Télétravail: la “slack rage” ou la puissance d’un émoji

© Getty

Beaucoup de collègues se sont moins vus depuis le début de la pandémie de covid. Le télétravail s’est depuis globalement ancré dans les habitudes. On communique donc beaucoup plus en ligne. La digitalisation des bisbrouilles au travail entraîne avec soi tout un lot de complications.

Avant, quand un collègue faisait naître une pointe d’exaspération, on pouvait soit lever les yeux au ciel, soit aller se calmer à la machine à café. Aujourd’hui, tout se passe de façon beaucoup plus feutrée et souvent par écrit. Si la rage est moins bruyante, elle n’en est pas moins violente. La communication en ligne aurait même tout d’une pétroleuse.

Réagir à vif, mais avec les preuves qui restent

Ainsi, on a parfois trop vite tendance à réagir dans l’instant sur, par exemple, slack, un programme de chat utilisé par beaucoup d’entreprises. On peut aussi se tromper de destinataire ou se défouler sur une conversation qui peut être vue par chacun. Autant de situations potentiellement riches en tension. L’agressivité aurait aussi augmenté d’un cran, car il est bien plus facile d’envoyer un message incendiaire à quelqu’un que d’avoir une “bonne conversation” de face. Surtout, et ça arrive de plus en plus souvent, lorsqu’on n’a encore jamais rencontré le collègue en question et que son avatar est un personnage de Marvel, par exemple.

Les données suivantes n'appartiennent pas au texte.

Issue #1843, opened 2026-08-18
MeshHubDisposalLeakTest / NodeTypeRecompileAlcLeakTest fail on shard 2 independently of the diff


rbuergi:
## Evidence that this is not caused by the change under test

`MeshHubDisposalLeakTest.MeshHub_IsCollected_AfterMeshAndServiceProviderDisposal` failed on **two different PRs**, and one of them cannot possibly affect it:

| PR | diff | shard 2 |
|---|---|---|
| #1838 | C# (Graph, Mesh.Contract, Social + tests) | ❌ `MeshHubDisposalLeakTest` |
| **#1841** | **two YAML workflow files, zero C#** | ❌ `MeshHubDisposalLeakTest` + `NodeTypeRecompileAlcLeakTest` |

**#1841 changes no compiled code whatsoever** — it edits `.github/workflows/node-repo-tag-modules.yml` and adds `node-repo-platform-ref-bump.yml`. A YAML-only diff cannot change GC reachability. Meanwhile `main` runs at the same time are green.

## What the failure says

```
Expected value to be false because the mesh hub is pinned by a NON-stack root
(static field / TimerQueue timer / GC handle) …, but found True

[clrmd] GC-ROOT PATH (root → … → mesh hub):
   System.Object[]  (via .ROOT[StrongHandle] System.Object[])
   System.Reactive.Concurrency.ConcurrencyAbstractionLayerImpl+PeriodicTimer
   System.Threading.Timer
   System.Threading.TimerHolder
   System.Threading.TimerQueueTimer   ← ~25 more of these
   …
```

The root is an Rx `PeriodicTimer`, and the path then walks the **process-global `TimerQueue` linked list** — every pending timer in the process is chained there. So the reported "root" depends on which unrelated timers happen to be pending when the snapshot is taken, which makes the result sensitive to co-scheduled tests and runner load rather than to the hub's own retention.

`ActivityControlPlaneResubscribeTest` already records this test as one that *"intermittently caught a hub surviving"*, and `ClrMdDacPin` documents repeated DAC load/unload cycles around it.

## Why it matters beyond the noise

This is a **leak** gate. A test that fails on unrelated PRs trains everyone to re-run it, and the next time it catches a real leak it will be re-run too. Either the chain-walk should stop at the TimerQueue boundary (a timer queue link is not a retention *cause*), or the snapshot should be taken with the queue quiesced.

[...]

PR #1862, opened 2026-08-18
One apt-lock wait, shared — clients.yml had none that worked

rbuergi:
Follow-up to #1858, from its own review.

## What was still exposed

`clients.yml` runs the same `playwright install --with-deps` with the **old** shape:

```bash
sudo flock -w 60 /var/lib/apt/lists/lock true 2>/dev/null || true
```

That acquires the lock and releases it in the same breath — **it reserves nothing**, so the runner's background apt re-takes it before playwright's `apt-get` gets there. The fix landed in `dotnet-test.yml` while this workflow stayed exposed to identical contention.

And two copies of this logic drift. The copy that drifts is the one nobody notices, until a shard reddens on a PR whose diff cannot touch tests.

## The change

Extracted to **`.github/scripts/wait-for-apt.sh`**, used by both workflows.

The script carries the *why* — that checking a lock and releasing it loses the race (measured: the very next line still failed on the same holder), and that apt locks with **fcntl**, which does not interoperate with `flock` at all. Keeping the rationale in one place is the point: it cannot go stale in one copy while the other keeps it.

Bounded exactly as before (default 240 s; `dotnet-test` passes `APT_LOCK_WAIT`), and exits 0 either way — a timed-out wait is not a reason to skip an install that is bounded on its own.

Verified: both workflows YAML-parse, every `run:` block passes `bash -n`, and the script passes `bash -n`.

Refs #1843

https://claude.ai/code/session_01LFx1SsoKDhRKHdaJbQPEWQ

### DIFF
--- a/.github/scripts/wait-for-apt.sh
+++ b/.github/scripts/wait-for-apt.sh
@@ -1,0 +1,26 @@
+#!/usr/bin/env bash
+# Wait until no apt/dpkg process is running, so a following `apt-get` (usually via
+# `playwright install --with-deps`) can take the lock instead of losing a race to the runner
+# image's own background apt (unattended-upgrades / the daily timer).
+#
+# 🚨 WAIT FOR THE HOLDER TO FINISH — do not "check the lock". The shape this replaced was
+#   sudo flock -w N /var/lib/apt/lists/lock true
+# which ACQUIRES the lock and releases it in the same breath, reserving nothing: the holder
+# re-takes it before playwright's apt-get gets there. Measured — after that wait reported the
+# lock free, the very next line still failed with
+#   E: Could not get lock /var/lib/apt/lists/lock. It is held by process 3014 (apt-get)
+# apt also locks with fcntl, which does not interoperate with flock, so that shape could not
+# have been reliable even without the release race. See #1843 / #1858.
+#
+# Bounded by the first argument (default 240s): it can wait, it cannot hang. Exits 0 either way —
+# a timed-out wait is not a reason to skip the install, which is bounded on its own.
+set -euo pipefail
+budget="${1:-240}"
+waited=0
+while [ "$waited" -lt "$budget" ]; do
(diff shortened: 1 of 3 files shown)


rbuergi:
Heads-up: **#1855 landed this same change ~20 minutes ago** (merged `f7cde965a`) — same diagnosis, same three files, even the same `.github/scripts/wait-for-apt.sh` filename. We were clearly working the same finding from #1858's review in parallel; sorry for the collision, mine merged first only by timing.

What is on `main` now:

- `.github/scripts/wait-for-apt.sh` — waits for the competing **process** to exit (`pgrep` on `apt-get` / `apt` / `dpkg` / `unattended-upgr`), bounded, and degrades **loudly** (warns when `pgrep` is missing or the holder outlives the budget, so a wait that could not run is never mistaken for "apt was free").
- Both `dotnet-test.yml` and `clients.yml` call it — `$GITHUB_WORKSPACE`-anchored, because the clients job's `working-directory: clients/react-native` breaks a repo-relative path.
- Separately: `clients.yml`'s install bound went 180s → 420s. That job was failing `exit code 124` on `main` too (run `32170659820`), because a full `--with-deps chromium` install measurably costs ~185s — the bound was below the normal path.

So this PR is likely redundant now. Worth a diff against `main` before closing, in case your version covers something mine does not — I would not want to lose it if it does.

rbuergi:
Superseded by 6755415b8 ("CI: clients.yml still had the apt `flock` no-op — one wait, two callers"), which landed the same extraction independently and went further: it also raised the clients install bound from 180s to 420s, with two measured runs showing a healthy full-chromium install dying at exactly `exit code 124` a few seconds short. That is the same lesson one layer down — a bound the normal path exceeds is not a hang detector, it is a flake generator, and it reports as the very "infra failure" wording that trains people to re-run rather than look.

Nothing here is worth carrying over: main's version is a superset. Closing rather than merging a redundant change.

Car, et c’est un autre aspect du télétravail, on rencontre moins nos collègues et cela a affaibli nos relations de travail. Cette tiédeur dans la relation fait baisser l’empathie, mais augmente aussi la méfiance, pour ne pas dire la paranoïa. Surtout en temps de crise où chacun veille jalousement sur son os. Ce genre d’ambiance peut vite dégénérer en tensions bien réelles pour le coup. D’autant plus que “les gens obtiennent un boost de dopamine en disant des choses négatives”, explique Tessa West, auteur et psychologue à l’université de New York dans le New York Times. “La récompense est plus intéressante que les conséquences.” De quoi largement encourager les mesquineries.

Télétravail: la
© Getty

Bien caché derrière leur ordi, beaucoup se sentent également plus à l’aise pour aller au clash, voire à se lancer des débats qui n’ont rien à voir avec le boulot. Comme Slack imite les médias sociaux, nous y transposons les mêmes comportements, y compris les esprits qui s’échauffent rapidement. “Slack est très différent de la plupart des outils utilisés sur le lieu de travail”, précise Dash, un cadre supérieur de la plateforme de collaboration Glitch dans The New York Times. “Il est intentionnellement très horizontal”, précise-t-il, “ce qui signifie que n’importe qui peut facilement envoyer des messages à n’importe qui d’autre et exprimer ses opinions”. Le seul avantage, c’est que cela efface quelque peu les lignes hiérarchiques. Les employés se sentent dès lors plus à l’aise pour exprimer une critique. Mais ça peut aussi très vite déraper.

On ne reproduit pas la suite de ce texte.